* PROBLEM REQUIREMENTS *
Look through the data below for the line with "an empty mapping).", and transcribe it exactly together with each line after it up to and including the line with "--- a/pkg/ingress2gateway/translate/annotation_coverage_test.go". Give nothing else.

Dataset entries:
PR #4630, opened 2026-03-19
[feat i2g]implement annotation translate

shuqz:
### Description
- it is a large file but test files takes a large portion of it because i have unit test file for almost all each new files. 
- this PR implememnts translation of annotations, pkg/ingress2gateway/translate/annotation_coverage_test.go file summarized which annotations are handled by this PR. anything related to ListenerRuleConfiguration is not handled, along with some other features. 
- please focus on changes under directory `ingress2gateway/translate`
- handles priority chain (ingressparam > service > ingress)
- LoadBalancerConfiguration and TargetGroupConfiguration are only generated when there are actual annotations to map — empty configs are not emitted
- Migration tracking tag (gateway.k8s.aws/migrated-from) is added to LB and TG configs only when they have real content
- defaultAction has a unique behavior, see documentation for detail 
- added a comment handle in reader, make it resilient to comments

Some safety test checks: 
- TestAllIngressAnnotationsCovered — verifies all 66 annotation suffixes from constants.go are categorized as implemented, planned, or not applicable. Fails if a new annotation is added without being categorized.
- TestAllIngressClassParamsFieldsHandled — uses reflection to verify every field in IngressClassParamsSpec is handled. Fails if a new field is added without being mapped.

### Checklist
- [x] Manually tested

input ingress manifest
```
# This example demonstrates the annotation priority chain:
# IngressClassParams > Service annotations > Ingress annotations
#
# - Ingress says scheme=internal, but IngressClassParams overrides to internet-facing
# - Ingress says target-type=instance, but Service overrides to ip
# - healthcheck-path comes from Ingress (no override)
---
apiVersion: v1
kind: Namespace
metadata:
  name: demo
---
apiVersion: apps/v1
kind: Deployment
metadata:
  name: echoserver
  namespace: demo
spec:
  replicas: 2
  selector:
    matchLabels:
      app: echoserver
  template:
    metadata:
      labels:
        app: echoserver
    spec:
      containers:
        - name: echoserver
          image: public.ecr.aws/docker/library/httpd:2.4
          ports:
            - containerPort: 80
---
apiVersion: v1
kind: Service
metadata:
  name: echoserver
  namespace: demo
  annotations:
    # Service overrides Ingress: target-type ip wins over instance
spec:
  type: NodePort
  selector:
    app: echoserver
  ports:
    - port: 80
      targetPort: 80
      protocol: TCP
---
kind: IngressClass
metadata:
  name: alb
spec:
  controller: ingress.k8s.aws/alb
  parameters:
    apiGroup: elbv2.k8s.aws
    kind: IngressClassParams
    name: alb-params
---
kind: IngressClassParams
metadata:
  name: alb-params
spec:
  # IngressClassParams overrides Ingress: internet-facing wins over internal
  scheme: internet-facing
  tags:
    - key: ManagedBy
      value: platform-team
---
kind: Ingress
metadata:
  name: echo
  namespace: demo
  annotations:
    # This will be overridden by IngressClassParams → internet-facing
    # This will be overridden by Service annotation → ip
    alb.ingress.kubernetes.io/target-type: instance
    alb.ingress.kubernetes.io/listen-ports: '[{"HTTP": 80},{"HTTP": 81}]'
    alb.ingress.kubernetes.io/healthcheck-path: /migrate
    alb.ingress.kubernetes.io/healthcheck-interval-seconds: "30"
    alb.ingress.kubernetes.io/load-balancer-attributes: idle_timeout.timeout_seconds=120
    alb.ingress.kubernetes.io/target-group-attributes: deregistration_delay.timeout_seconds=30
    alb.ingress.kubernetes.io/tags: App=echo
spec:
  ingressClassName: alb
  # defaultBackend: catch-all for requests not matching any rule
  defaultBackend:
    service:
      name: echoserver
      port:
        number: 80
  rules:
    - host: echo.example.com
      http:
        paths:
          - path: /migrate
            pathType: Prefix
            backend:
              service:
                name: echoserver
                port:
                  number: 80
          - path: /health
            pathType: Exact
            backend:
              service:
                name: echoserver
                port:
                  number: 80
```

generated gateway manifest 
```
kind: GatewayClass
metadata:
  name: aws-alb
spec:
---
metadata:
  name: echo-lb-confi-ad8c9c7aee
  namespace: demo
spec:
  loadBalancerAttributes:
  - key: idle_timeout.timeout_seconds
    value: "120"
  scheme: internet-facing
  tags:
    App: echo
    ManagedBy: platform-team
    gateway.k8s.aws/migrated-from: ingress/demo/echo
---
kind: Gateway
metadata:
  name: echo-gateway-de5d75dc9e
  namespace: demo
spec:
  gatewayClassName: aws-alb
  infrastructure:
    parametersRef:
      group: gateway.k8s.aws
      name: echo-lb-confi-ad8c9c7aee
  listeners:
  - name: http-80
    port: 80
    protocol: HTTP
  - name: http-81
    port: 81
    protocol: HTTP
---
kind: HTTPRoute
metadata:
  name: echo-route-793e7248e5
  namespace: demo
spec:
  hostnames:
  - echo.example.com
  parentRefs:
  - name: echo-gateway-de5d75dc9e
    sectionName: http-80
  - name: echo-gateway-de5d75dc9e
    sectionName: http-81
  rules:
  - backendRefs:
    - name: echoserver
      port: 80
    matches:
    - path:
        type: PathPrefix
        value: /migrate
  - backendRefs:
    - name: echoserver
      port: 80
    matches:
    - path:
        type: Exact
        value: /health
---
kind: HTTPRoute
metadata:
  name: echo-default-9aeb32758f
  namespace: demo
spec:
  parentRefs:
  - name: echo-gateway-de5d75dc9e
    sectionName: http-80
  - name: echo-gateway-de5d75dc9e
    sectionName: http-81
  rules:
  - backendRefs:
    - name: echoserver
      port: 80
---
metadata:
  name: echoserv-tg-confi-05e819a62c
  namespace: demo
spec:
  defaultConfiguration:
    healthCheckConfig:
      healthCheckInterval: 30
      healthCheckPath: /migrate
    tags:
      App: echo
      gateway.k8s.aws/migrated-from: ingress/demo/echo
    targetGroupAttributes:
      value: "30"
    targetType: ip
  targetReference:
    name: echoserver
```

### DIFF
--- a/cmd/lbc-migrate/main.go
+++ b/cmd/lbc-migrate/main.go
@@ -120,8 +120,7 @@ func runMigrate(ctx context.Context, opts *ingress2gateway.MigrateOptions) error
 		return resources, nil
 	}
 
-	translateFunc := translate.Translate
 	writeFunc := writer.Write
 
-	return ingress2gateway.Migrate(ctx, *opts, readFunc, translateFunc, writeFunc)
+	return ingress2gateway.Migrate(ctx, *opts, readFunc, translate.Translate, writeFunc)
 }
--- a/docs/guide/gateway/migrate_from_ingress.md
+++ b/docs/guide/gateway/migrate_from_ingress.md
@@ -6,6 +6,10 @@
 
 `lbc-migrate` is a CLI tool that helps migrate AWS Load Balancer Controller (LBC) Ingress resources to Gateway API equivalents. It reads Ingress, Service, IngressClass, and IngressClassParams resources from YAML/JSON files or a live Kubernetes cluster, translates annotations to Gateway API CRD fields, and writes the output manifests.
 
+## Prerequisites
+
+Before applying the generated manifests, ensure the Gateway API CRDs are installed in your cluster at a compatible version. See the [Gateway API installation guide](https://gateway-api.sigs.k8s.io/guides/getting-started/#installing-gateway-api) and the [AWS LBC Gateway API documentation](gateway.md) for supported versions.
+
 ## Installation
 
 Build from source (requires Go):
@@ -95,18 +99,8 @@ Gateway API has no `defaultBackend` equivalent ([upstream docs](https://gateway-
     - **Deployment** — unchanged, continues running your application pods.
     - **Service** — unchanged, the new HTTPRoute `backendRefs` reference it by name.
 
-    After migration, apply the generated Gateway API manifest alongside your existing workload:
-    ```bash
-    # Your existing workload (no changes)
-    kubectl apply -f deployment.yaml
-    kubectl apply -f service.yaml
+    Once equivalent gateway manifest is generated from ingress manifests, apply the generated Gateway API manifest alongside your existing workload.
 
-    # NEW: replaces your old ingress.yaml
-    kubectl apply -f gateway-resources.yaml
-
-    # Remove the old Ingress (after verifying the Gateway ALB works)
-    kubectl delete -f ingress.yaml
-    ```
 
 ### Annotation Priority Chain
 
--- a/pkg/ingress2gateway/reader/file_reader.go
+++ b/pkg/ingress2gateway/reader/file_reader.go
@@ -9,6 +9,7 @@ import (
 	"path/filepath"
 	"strings"
 
+	goyaml "gopkg.in/yaml.v3"
 	corev1 "k8s.io/api/core/v1"
 	networking "k8s.io/api/networking/v1"
 	"k8s.io/apimachinery/pkg/runtime"
@@ -89,8 +90,12 @@ func decodeResources(data []byte, resources *ingress2gateway.InputResources) err
 			continue
 		}
 
-		// Skip documents that are only comments (no actual YAML content)
-		if isCommentOnly(doc) {
+		// Skip documents with no meaningful content (comments-only, empty maps, etc.)
+		empty, err := isEmptyDocument(doc)
+		if err != nil {
+			return fmt.Errorf("error parsing document: %w", err)
+		}
+		if empty {
 			continue
 		}
 
@@ -133,16 +138,13 @@ func decodeResources(data []byte, resources *ingress2gateway.InputResources) err
 	return nil
 }
 
-// isCommentOnly returns true if the YAML document contains only comments and whitespace.
-func isCommentOnly(doc []byte) bool {
-	for _, line := range bytes.Split(doc, []byte("\n")) {
-		trimmed := bytes.TrimSpace(line)
-		if len(trimmed) == 0 {
-			continue
-		}
-		if trimmed[0] != '#' {
-			return false
-		}
+// isEmptyDocument returns true if the YAML document has no meaningful content
+// (e.g., only comments, whitespace, or an empty mapping).
+// JSON files don't have comments, so this check is only relevant for YAML.
+func isEmptyDocument(doc []byte) (bool, error) {
+	var m map[string]interface{}
+	if err := goyaml.Unmarshal(doc, &m); err != nil {
+		return false, err
 	}
-	return true
+	return len(m) == 0, nil
 }
--- a/pkg/ingress2gateway/translate/annotation_coverage_test.go
+++ b/pkg/ingress2gateway/translate/annotation_coverage_test.go
@@ -7,6 +7,20 @@ import (
 	annotations "sigs.k8s.io/aws-load-balancer-controller/pkg/annotations"
 )
 
+// Resource type categories for annotation mapping.
+const (
+	LoadBalancerConfig = "LoadBalancerConfiguration"
+	ListenerConfig     = "ListenerConfiguration"
+	TargetGroupConfig  = "TargetGroupConfiguration"
+	HealthCheck        = "HealthCheckConfig"
+	HTTPRouteConfig    = "HTTPRoute"
+	IngressGrouping    = "IngressGrouping"
+	Routing            = "Routing"
+	Authentication     = "Authentication"
+	FrontendNLB        = "FrontendNLB"
+	NotApplicable      = "NotApplicable"
+)
+
 // TestAllIngressAnnotationsCovered ensures every Ingress annotation suffix defined in
 // pkg/annotations/constants.go is accounted for in the migration tool.
 //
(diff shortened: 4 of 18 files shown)


cmd/lbc-migrate/main.go
```diff
@@ -119,7 +120,8 @@ func runMigrate(ctx context.Context, opts *ingress2gateway.MigrateOptions) error
 		return resources, nil
 	}
 
+	translateFunc := translate.Translate
```
zac-nixon: nit (your ide might also say this) you can just pass `translate.Translate` into `ingress2gateway.Migrate` rather than creating a new variable.

docs/guide/gateway/migrate_from_ingress.md
```diff
@@ -70,16 +69,55 @@ You can combine `-f` and `--input-dir`, but `--from-cluster` cannot be used with
...
+    - **Namespace** — already exists, no changes needed.
+    - **Deployment** — unchanged, continues running your application pods.
+    - **Service** — unchanged, the new HTTPRoute `backendRefs` reference it by name.
+
+    After migration, apply the generated Gateway API manifest alongside your existing workload:
+    ```bash
+    # Your existing workload (no changes)
+    kubectl apply -f deployment.yaml
+    kubectl apply -f service.yaml
+
```
zac-nixon: If no changes, why are you suggesting to apply the files? :)

docs/guide/gateway/migrate_from_ingress.md
```diff
@@ -70,16 +69,55 @@ You can combine `-f` and `--input-dir`, but `--from-cluster` cannot be used with
...
+    # NEW: replaces your old ingress.yaml
+    kubectl apply -f gateway-resources.yaml
+
+    # Remove the old Ingress (after verifying the Gateway ALB works)
+    kubectl delete -f ingress.yaml
+    ```
```
zac-nixon: Let's NOT suggest destructive actions.

docs/guide/gateway/migrate_from_ingress.md
```diff
@@ -70,16 +69,55 @@ You can combine `-f` and `--input-dir`, but `--from-cluster` cannot be used with
...
+
+### Annotation Priority Chain
+
+LBC resolves annotations with a priority chain (highest wins):
+
+1. **IngressClassParams** (cluster-level policy)
+2. **Service annotations** (per-backend override)
+3. **Ingress annotations** (per-Ingress config)
+4. **LBC controller defaults**
```
zac-nixon, line 112: LBC controller is redundant (Load Balancer Controller Controller)

docs/guide/gateway/migrate_from_ingress.md
```diff
@@ -1,11 +1,10 @@
 # Migrate from Ingress
```
zac-nixon, line 1: Might be good to mention that they are responsible for applying the various CRDs from the correct Gateway API version.

pkg/ingress2gateway/reader/file_reader.go
```diff
@@ -89,6 +89,11 @@ func decodeResources(data []byte, resources *ingress2gateway.InputResources) err
 			continue
 		}
 
+		// Skip documents that are only comments (no actual YAML content)
```
zac-nixon: Interesting -- Does the yaml decoder handle this case?

I would suggest implementing the check this way - https://go.dev/play/p/OyfnZvpHka1

zac-nixon: We don't want to support json objects too?

pkg/ingress2gateway/translate/annotation_coverage_test.go
```diff
@@ -0,0 +1,134 @@
...
+// TestAllIngressAnnotationsCovered ensures every Ingress annotation suffix defined in
+// pkg/annotations/constants.go is accounted for in the migration tool.
+//
+// WHY THIS TEST EXISTS:
+// If a new annotation is added to pkg/annotations/constants.go but not categorized here,
+// this test fails — forcing the developer to decide how to handle it in the migration tool.
+func TestAllIngressAnnotationsCovered(t *testing.T) {
+
+	// Implemented: annotations handled in the translate package.
+	implemented := []string{
```
zac-nixon: I would suggest using a map here, instead of relying on comments, e.g.

```
implemented := map[RESOURCE_TYPE][]string
implemented[LB_RESOURCE] = [annotations.IngressSuffixScheme, annotations.IngressSuffixLoadBalancerName, ...]
implemented[TG_RESOURCE] = [annotations.IngressSuffixTargetType, ...]
```

pkg/ingress2gateway/translate/httproute.go
```diff
@@ -0,0 +1,183 @@
...
+		}
+		for _, path := range rule.HTTP.Paths {
+			routeRule := gwv1.HTTPRouteRule{}
+
+			// Build match
+			match := gwv1.HTTPRouteMatch{}
+			if path.Path != "" {
+				pathType := toGatewayPathType(path.PathType, useRegex)
+				pathValue := path.Path
+				// When using regex path match with ImplementationSpecific, the Ingress controller
```
zac-nixon, line 70: nice catch!

pkg/ingress2gateway/translate/httproute.go
```diff
@@ -0,0 +1,183 @@
...
+					pathValue = pathValue[1:]
+				}
+				match.Path = &gwv1.HTTPPathMatch{
+					Type:  &pathType,
+					Value: &pathValue,
+				}
+			}
+			routeRule.Matches = []gwv1.HTTPRouteMatch{match}
+
+			// Build backendRef
```
zac-nixon, line 83: You need to consider the 'use-annotation' service here, https://kubernetes-sigs.github.io/aws-load-balancer-controller/latest/guide/ingress/annotations/#actions

It will add a lot of complexity that you shouldn't tackle now, but a TODO should suffice.

pkg/ingress2gateway/translate/httproute.go
```diff
@@ -0,0 +1,183 @@
...
+		return gwv1.PathMatchExact
+	case networking.PathTypePrefix:
+		return gwv1.PathMatchPathPrefix
+	case networking.PathTypeImplementationSpecific:
+		if useRegex {
+			return gwv1.PathMatchRegularExpression
+		}
+		return gwv1.PathMatchPathPrefix
+	default:
+		return gwv1.PathMatchPathPrefix
```
zac-nixon: IMO, defaulting is not good here. It may to lead to un-intended translations.

pkg/ingress2gateway/translate/httproute.go
```diff
@@ -0,0 +1,183 @@
...
+	}
+}
+
+func deduplicateHostnames(hostnames []gwv1.Hostname) []gwv1.Hostname {
+	seen := make(map[string]struct{})
```
zac-nixon: nit: use the `set` object here.

pkg/ingress2gateway/translate/icp_overrides.go
```diff
@@ -0,0 +1,165 @@
...
+	if icp.Spec.IPAddressType != nil {
+		ipType := gatewayv1beta1.LoadBalancerIpAddressType(*icp.Spec.IPAddressType)
+		spec.IpAddressType = &ipType
+	}
+
+	if icp.Spec.LoadBalancerName != "" {
+		spec.LoadBalancerName = &icp.Spec.LoadBalancerName
+	}
+
+	if icp.Spec.SSLPolicy != "" {
```
zac-nixon, line 39: Is it safe to add an SSL policy to a non-secure listener? I assume we just ignore it, but it's kinda weird.

pkg/ingress2gateway/translate/icp_overrides.go
```diff
@@ -0,0 +1,165 @@
...
+						})
+					}
+				}
+			}
+		}
+		spec.ListenerConfigurations = &lcs
+	}
+}
+
+// applyIngressClassParamsToTGProps applies IngressClassParams overrides directly to TargetGroupProps.
```
zac-nixon, line 159: How does this work for multiple TargetGroups?

pkg/ingress2gateway/translate/lb_config.go
```diff
@@ -0,0 +1,224 @@
...
+	}
+
+	var meaningful []gatewayv1beta1.ListenerConfiguration
+	for _, lp := range listenPorts {
+		protocolPort := gatewayv1beta1.ProtocolPort(fmt.Sprintf("%s:%d", lp.Protocol, lp.Port))
+		lc := gatewayv1beta1.ListenerConfiguration{
+			ProtocolPort: protocolPort,
+		}
+
+		isSecure := lp.Protocol == "HTTPS" || lp.Protocol == "TLS"
```
zac-nixon: Why TLS?

pkg/ingress2gateway/translate/tg_config.go
```diff
@@ -0,0 +1,159 @@
...
+		props.EnableMultiCluster = v
+	}
+
+	if tags := getStringMap(annos, annotations.IngressSuffixTags); len(tags) > 0 {
+		props.Tags = &tags
+	}
+
+	// target-control-port.${serviceName}.${servicePort}
+	if serviceName != "" && servicePort > 0 {
+		tcpSuffix := fmt.Sprintf("%s.%s.%d", annotations.IngressSuffixTargetControlPort, serviceName, servicePort)
```
zac-nixon: tcpSuffix is a little weird (tcp is normally the protocol :))

pkg/ingress2gateway/translate/translate.go
```diff
@@ -0,0 +1,226 @@
...
+		gw := buildGateway(gatewayName, namespace, lbConfig, listenPorts)
+		out.Gateways = append(out.Gateways, gw)
+
+		// Build HTTPRoute(s) — may produce a separate route for defaultBackend
+		routes := buildHTTPRoutes(ing, namespace, gatewayName, listenPorts)
+		out.HTTPRoutes = append(out.HTTPRoutes, routes...)
+
+		// Step 7: Build TargetGroupConfigurations for each unique service
+		for _, svcRef := range getServiceRefs(ing) {
+			tgcKey := fmt.Sprintf("%s/%s", namespace, svcRef.name)
```
zac-nixon: I think the key needs to include service port too? The route references the service by service name / namespace / port.

pkg/ingress2gateway/translate/translate.go
```diff
@@ -0,0 +1,226 @@
...
+
+// mergeTGAnnotations merges service-level annotations for TG-specific fields.
+// Service annotations take priority over Ingress annotations for per-backend fields.
+func mergeTGAnnotations(ingressAnnotations map[string]string, servicesByKey map[string]corev1.Service, namespace, svcName string) map[string]string {
+	merged := make(map[string]string)
+	for k, v := range ingressAnnotations {
+		merged[k] = v
+	}
+
+	svcKey := fmt.Sprintf("%s/%s", namespace, svcName)
```
zac-nixon, line 142: same comment about using service port, although I think we don't need it here please double check.

pkg/ingress2gateway/translate/translate.go
```diff
@@ -0,0 +1,226 @@
...
+				merged[key] = v
+			}
+		}
+	}
+
+	return merged
+}
+
+// serviceRef holds a service name and port referenced by an Ingress backend.
+type serviceRef struct {
```
zac-nixon, line 153: I think we need the namespace too, it's just the namespace of the ingress file.

pkg/ingress2gateway/utils/helpers.go
```diff
@@ -0,0 +1,70 @@
...
+	"strings"
+)
+
+// JoinStrings joins a string slice with commas.
+func JoinStrings(ss []string) string {
+	return strings.Join(ss, ",")
+}
+
+// GetListenerName generates a valid Gateway API SectionName string from protocol and port.
+// The result is lowercase to satisfy the SectionName regex: ^[a-z0-9]([-a-z0-9]*[a-z0-9])?$
```
zac-nixon, line 16: Nit: GetSectionName, you use two different nomenclatures (Listener and Section name)

pkg/ingress2gateway/utils/helpers.go
```diff
@@ -0,0 +1,70 @@
...
+	return fmt.Sprintf("%s-%d", strings.ToLower(protocol), port)
+}
+
+// resourceName builds a deterministic, collision-resistant resource name.
+// Pattern: {name}-{suffix}-{hash10}
+// The hash is SHA-256 of namespace/name/suffix, truncated to 10 hex chars.
+// This mirrors the controller's naming pattern (e.g., "k8s-demo-echogate-ddb87892de").
+// Name is truncated to 8 chars and suffix to 8 chars; trailing hyphens from
+// truncation are trimmed to produce valid K8s names.
+func resourceName(namespace, name, suffix string) string {
```
zac-nixon, line 27: It would be cool to somehow include the original resource name in here. For example, if I have an ingress `foo`, my gateway could be named `foo` as well.

pkg/ingress2gateway/reader/file_reader.go
shuqz: i thought we cannot add comments in json so did not handle it

docs/guide/gateway/migrate_from_ingress.md
shuqz: yea let me be more thoughtful on this part of documentation, i will modify whole part

pkg/ingress2gateway/translate/annotation_coverage_test.go
shuqz: lol i struggled on this, in the end i felt like i only want to care if the annotation has been handled. the comment part is more for future developers convenience and understanding. but i can update it. 
FYI: i am planning to have a table that shows how ingress annotations are mapped to gateway when i am done with all translation for customers reference.

pkg/ingress2gateway/translate/httproute.go
shuqz: yea originally i did not see how Set is natively supported in GO, but i think we have a set in package

pkg/ingress2gateway/utils/helpers.go
shuqz: yes it will, you can see my example gateway manifest from description. some example, ingress name is: echo. and generated lbc name is `echo-lb-confi-ad8c9c7aee`, gatewaty name is `echo-gateway-de5d75dc9e`, httproute name is `echo-route-793e7248e5`

cmd/lbc-migrate/main.go
shuqz: just trying to be consistent on pattern lol but i can update it

docs/guide/gateway/migrate_from_ingress.md
shuqz: i think i want to keep it here for a complete information

docs/guide/gateway/migrate_from_ingress.md
shuqz: added Prerequisites section

pkg/ingress2gateway/translate/annotation_coverage_test.go
shuqz: done

pkg/ingress2gateway/translate/httproute.go
shuqz: i will return an error as default

pkg/ingress2gateway/translate/annotation_coverage_test.go
```diff
@@ -0,0 +1,134 @@
...
+
+	"github.com/stretchr/testify/assert"
+	annotations "sigs.k8s.io/aws-load-balancer-controller/pkg/annotations"
+)
+
+// TestAllIngressAnnotationsCovered ensures every Ingress annotation suffix defined in
+// pkg/annotations/constants.go is accounted for in the migration tool.
+//
+// WHY THIS TEST EXISTS:
+// If a new annotation is added to pkg/annotations/constants.go but not categorized here,
```
wweiwei-li, line 28: This is nice

pkg/ingress2gateway/translate/translate.go
wweiwei-li: +1

pkg/ingress2gateway/translate/translate.go
```diff
@@ -0,0 +1,226 @@
...
+func mergeTGAnnotations(ingressAnnotations map[string]string, servicesByKey map[string]corev1.Service, namespace, svcName string) map[string]string {
+	merged := make(map[string]string)
+	for k, v := range ingressAnnotations {
+		merged[k] = v
+	}
+
+	svcKey := fmt.Sprintf("%s/%s", namespace, svcName)
+	if svc, ok := servicesByKey[svcKey]; ok {
+		// Service annotations override for TG-level fields
+		tgSuffixes := []string{
```
wweiwei-li: Do you think if we can just do a full merge.  so we don't need to maintain the hardcode list tgSuffixes ? The mergeTGAnnotations seems like only be used by buildTargetGroupConfig.

pkg/ingress2gateway/translate/lb_config.go
shuqz: removed

pkg/ingress2gateway/translate/icp_overrides.go
shuqz: i will add a check and only add it to HTTPS ones, thanks for catching it

pkg/ingress2gateway/translate/translate.go
```diff
@@ -0,0 +1,226 @@
...
+		migrationTag := fmt.Sprintf("ingress/%s/%s", namespace, ing.Name)
+
+		lbConfig := buildLoadBalancerConfigResource(lbConfigName, namespace, effectiveAnnotations, listenPorts, migrationTag)
+
+		// Apply IngressClassParams overrides directly to the LB config (highest priority)
+		var icp *elbv2api.IngressClassParams
+		if ing.Spec.IngressClassName != nil {
+			icp = ingressClassParamsByClass[*ing.Spec.IngressClassName]
+		}
+		if lbConfig != nil && icp != nil {
```
wweiwei-li: Q: I see lbConfig will be nil if there are no LB-level annotations. Would there be a case where there are no LB annotations but the Ingress does have an IngressClassParams? In that case, do we need to applyIngressClassParams ?

pkg/ingress2gateway/translate/httproute.go
shuqz: thanks for bringing it up! it does not look trivial, i will add it to todo

pkg/ingress2gateway/translate/httproute.go
```diff
@@ -0,0 +1,183 @@
...
+				match.Path = &gwv1.HTTPPathMatch{
+					Type:  &pathType,
+					Value: &pathValue,
+				}
+			}
+			routeRule.Matches = []gwv1.HTTPRouteMatch{match}
+
+			// Build backendRef
+			if path.Backend.Service != nil {
+				port := gwv1.PortNumber(path.Backend.Service.Port.Number)
```
wweiwei-li: ServiceBackendPort could also be name, do we need to handle named port ?

pkg/ingress2gateway/translate/icp_overrides.go
shuqz: each service backend gets its own TargetGroupConfiguration. and for each of them, applyIngressClassParamsToTGProps will be called. so IngressClassParams applies to all target groups under that Ingress. do you have concern on this?

pkg/ingress2gateway/translate/tg_config.go
shuqz: renamed it

pkg/ingress2gateway/translate/translate.go
shuqz: done, also let me switch tgcCreated to use set instead of map

pkg/ingress2gateway/translate/translate.go
shuqz: this key is for svc, which should be unique in format namespace/name.

pkg/ingress2gateway/translate/translate.go
shuqz: emm i am directly passing namespace to functions right now, i guess i can just put namespace in serviceRef struct, it can reduce function attributes.

pkg/ingress2gateway/translate/translate.go
shuqz: good call, it might be too careful to double check in both place, it will increase maintenance burden

pkg/ingress2gateway/translate/translate.go
shuqz: it should, let me handle it

pkg/ingress2gateway/translate/httproute.go
shuqz: i will add a step to resolve name to port number

pkg/ingress2gateway/translate/translate.go
```diff
@@ -121,72 +141,24 @@ func mergeTGAnnotations(ingressAnnotations map[string]string, servicesByKey map[
...
+// serviceRef holds a service reference extracted from an Ingress backend.
 type serviceRef struct {
-	name string
-	port int32
+	namespace string
+	name      string
+	port      int32
 }
 
-// getServiceRefs extracts all unique service references from an Ingress.
```
shuqz, line 159: while making changes to this file, i realize both buildHttp and getServiceRefs will iterate over all ingresses. it is unnecessary, buildHttp can iterate it once and get service ref data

* WORKED SOLUTION *
+// (e.g., only comments, whitespace, or an empty mapping).
+// JSON files don't have comments, so this check is only relevant for YAML.
+func isEmptyDocument(doc []byte) (bool, error) {
+	var m map[string]interface{}
+	if err := goyaml.Unmarshal(doc, &m); err != nil {
+		return false, err
 	}
-	return true
+	return len(m) == 0, nil
 }
--- a/pkg/ingress2gateway/translate/annotation_coverage_test.go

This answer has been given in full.